Lectura de poemas y minicuentos en la cafetería La Indiana el 5 de abril (Foto: Roberto J. Quiñones)

GUANTÁNAMO, Cuba.- En un recorrido que realizamos los días 5 y 6 de abril por los principales puntos de venta de la Feria del libro en Guantánamo, constatamos la ausencia de varios títulos que fueron los más buscados por los lectores en la Feria de La Habana. En comparación con otros años, en los que había que hacer largas colas para poder entrar, resalta la escasa afluencia de público al Pabellón Guantánamo y a la librería Asdrúbal López, la principal de la ciudad.

Apreciamos que se reiteran las reediciones de libros de contenido histórico y político, los diccionarios escolares, libros de cocina y los destinados a los niños, que esta vez, además de ofertarse en los puntos habituales, también se podrán adquirir en la nueva librería “El cochero azul”, ubicada en la ludoteca infantil.

También destaca la escasa oferta de textos de ficción, algo que varios intelectuales de prestigio han señalado como un problema a resolver en futuras ediciones del evento, como ya señaló el escritor mexicano Paco Ignacio Taibo durante la realización de la feria en la capital.

La entrada a la principal librería de la ciudad era fácil el 6 de abril por la mañana. En años anteriores las colas eran enormes (Foto: Roberto J. Quiñones)

La prensa no ha anunciado —ni así se colige de la lectura del programa de actividades publicado— si se pondrán a la venta los libros de ficción El crimen del Estrella del mar, de Joseph O Connor, El Papa Verde, de Miguel Ángel Asturias, y Los hijos de la primavera, de Wallace Thurman, entre otros. Aunque todos los años los dirigentes del Instituto Cubano del Libro anuncian altas cifras de títulos a la venta lo cierto es que los más buscados llegan a la provincia en muy pequeñas cantidades, o nunca llegan durante el evento, y sólo cinco o seis meses después se reciben en las librerías. El mayor volumen de libros a la venta corresponde a textos de política y a la exaltación de figuras muy vinculadas al castrismo, los cuales no gozan de aceptación popular.

En el programa de actividades se advierte la ausencia de escritores significativos, algo que ha sido una constante en las últimas ediciones de la feria acá. Esta vez los más importantes de los invitados son el crítico literario Fernando Rodríguez Sosa y el investigador Elier Ramírez.

Este punto de venta no guarda ninguna relación con la Feria del Libro (Foto: Roberto J. Quiñones)

La mayoría de las actividades están constreñidas a presentaciones de libros. De entre las anunciadas, las que parecen más significativas son las de los libros De la confrontación a los intereses de la normalización. La política de los Estados Unidos hacia Cuba, de Elier Ramírez y Esteban Morales, que hará el primero, y Mambisas del Alto Oriente cubano, del historiador local José Sánchez Guerra, pero nada se dice sobre la venta de títulos de pensamiento como Cuba: ¿fin de la historia?, de Ernesto Limia, Rehabilitación de la memoria histórica: Lunes de revolución en el campo intelectual cubano, de Gretehel Domenech Hernández, El imperio de la vigilancia, de Ignacio Ramonet y Paraíso perdido, de Frei Betto, los que todavía no han estado a la venta.
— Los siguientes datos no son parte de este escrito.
PR #111, opened 2015-09-25
exit the main maxwell thread cleanly

osheroff:
@zendesk/rules

### DIFF
--- a/src/main/java/com/zendesk/maxwell/MaxwellParser.java
+++ b/src/main/java/com/zendesk/maxwell/MaxwellParser.java
@@ -126,14 +126,14 @@ public class MaxwellParser {
 			replicator.setBinlogPosition(event.getHeader().getNextPosition());
 		}
 
-		this.runState = RunState.STOPPED;
-
 		try {
 			this.binlogEventListener.stop();
 			this.replicator.stop(5, TimeUnit.SECONDS);
 		} catch ( Exception e ) {
 			LOGGER.error("Got exception while shutting down replicator: " + e);
 		}
+
+		this.runState = RunState.STOPPED;
 	}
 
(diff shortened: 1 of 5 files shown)


src/main/java/com/zendesk/maxwell/MaxwellParser.java
```diff
@@ -78,18 +80,48 @@ public void start() throws Exception {
...
 
-	public void stop() throws Exception {
+	public void stop() {
+		// note: we use stderr in this function as LOGGER.err() oftentimes
+		// won't flush in time, and we lose the messages.
+
 		this.binlogEventListener.stop();
-		this.replicator.stop(5, TimeUnit.SECONDS);
+		try {
+			this.replicator.stop(5, TimeUnit.SECONDS);
```
vanchi-zendesk: this is a bit weird. Considering there is a chance that L129 (https://github.com/zendesk/maxwell/pull/111/files#diff-5adf358ee2ff00689a314b88b7f2786cR129 ) may simply restart it in the main thread. 

I suggest setting the shouldStop flag here, and maybe letting the main thread do this cleanup?

vanchi-zendesk: Or atleast check shouldStop before L129 ?

vanchi-zendesk:
Think the overall approach is fine. :+1: but for the comment above.

vanchi-zendesk:
ready for review again?

osheroff:
nope, working on a bigger refactor that should hopefully clean some of this crap up.  a bit.

osheroff:
Ok, this is ready for review now.  hopefully cleaner.

vanchi-zendesk:
:+1: nice

PR #114, opened 2015-09-28
4 bugfixes around shutdown

osheroff:
apparently all the shutdown code sucked.   

-  don't set runState to STOPPED until we shutdown the replicator too
-  terminate context thread *after* stopping main thread -- we were missing the last position update
- the parser thread should always set runState to STOPPED, even in the case of an exception
- fix inverted null check in context thread shutdown

@zendesk/rules 

NOTE: this branch is targeting ben/exit_softer.  merge manually.

### DIFF
--- a/src/main/java/com/zendesk/maxwell/Maxwell.java
+++ b/src/main/java/com/zendesk/maxwell/Maxwell.java
@@ -68,12 +68,12 @@ public class Maxwell {
 		Runtime.getRuntime().addShutdownHook(new Thread() {
 			@Override
 			public void run() {
-				context.terminate();
 				try {
 					p.stop();
 				} catch (TimeoutException e) {
 					System.err.println("Timed out trying to shutdown maxwell parser thread.");
 				}
+				context.terminate();
 			}
 		});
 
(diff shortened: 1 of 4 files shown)


src/main/java/com/zendesk/maxwell/Maxwell.java
```diff
@@ -68,12 +68,12 @@ private void run(String[] argv) throws Exception {
 		Runtime.getRuntime().addShutdownHook(new Thread() {
 			@Override
 			public void run() {
-				context.terminate();
 				try {
 					p.stop();
 				} catch (TimeoutException e) {
 					System.err.println("Timed out trying to shutdown maxwell parser thread.");
 				}
+				context.terminate();
```
vanchi-zendesk: aha!. It did cross my mind if we want to do this first or last.

vanchi-zendesk:
:+1:

src/main/java/com/zendesk/maxwell/schema/SchemaPosition.java
```diff
@@ -66,8 +66,9 @@ public void run() {
 			} catch (InterruptedException e) { }
 		}
 
-		if ( this.exception != null )
+		if ( exception == null ) {
```
vanchi-zendesk: hm. We see an exception on the main thread, we *don't* save the last position?

osheroff: no, this isn't the main thread's exception, it's the position thread's exception.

De los 12 títulos que esta vez publica la editorial provincial El Mar y la Montaña sólo cinco corresponden a autores guantanameros, algo que se ha ido convirtiendo también en una tendencia, como también lo es la discriminación a escritores incómodos quienes son excluidos del programa de actividades y hasta de antologías provinciales.

A pesar de las explicaciones ofrecidas por autoridades del Instituto Cubano del Libro acerca de que la publicación de libros en Cuba está subsidiada por el Estado, lo cierto es que los precios han aumentado significativamente en comparación con los años anteriores y hoy casi todos valen veinte pesos o más como promedio. Eso, en un país de tan bajos salarios y cuyo nivel de lectura decrece significativa y evidentemente, sobre todo entre la juventud, no favorece en nada el fomento del hábito de lectura.

Así estaba la calle Pedro A. Pérez, desde Crombet hacia Carretera, el 6 de abril por la mañana (Foto: Roberto J. Quiñones)

Se ha anunciado la presentación del texto Hacia una cultura del debate, también de Elier Ramírez. Sería muy bueno que los dirigentes del Partido, los de la Dirección Provincial de Cultura y del Centro Provincial del Libro así como sus testaferros del comité provincial de la Unión de Escritores y Artistas de Cuba (UNEAC) lo leyeran y, sobre todo, pusieran en práctica sus enunciados.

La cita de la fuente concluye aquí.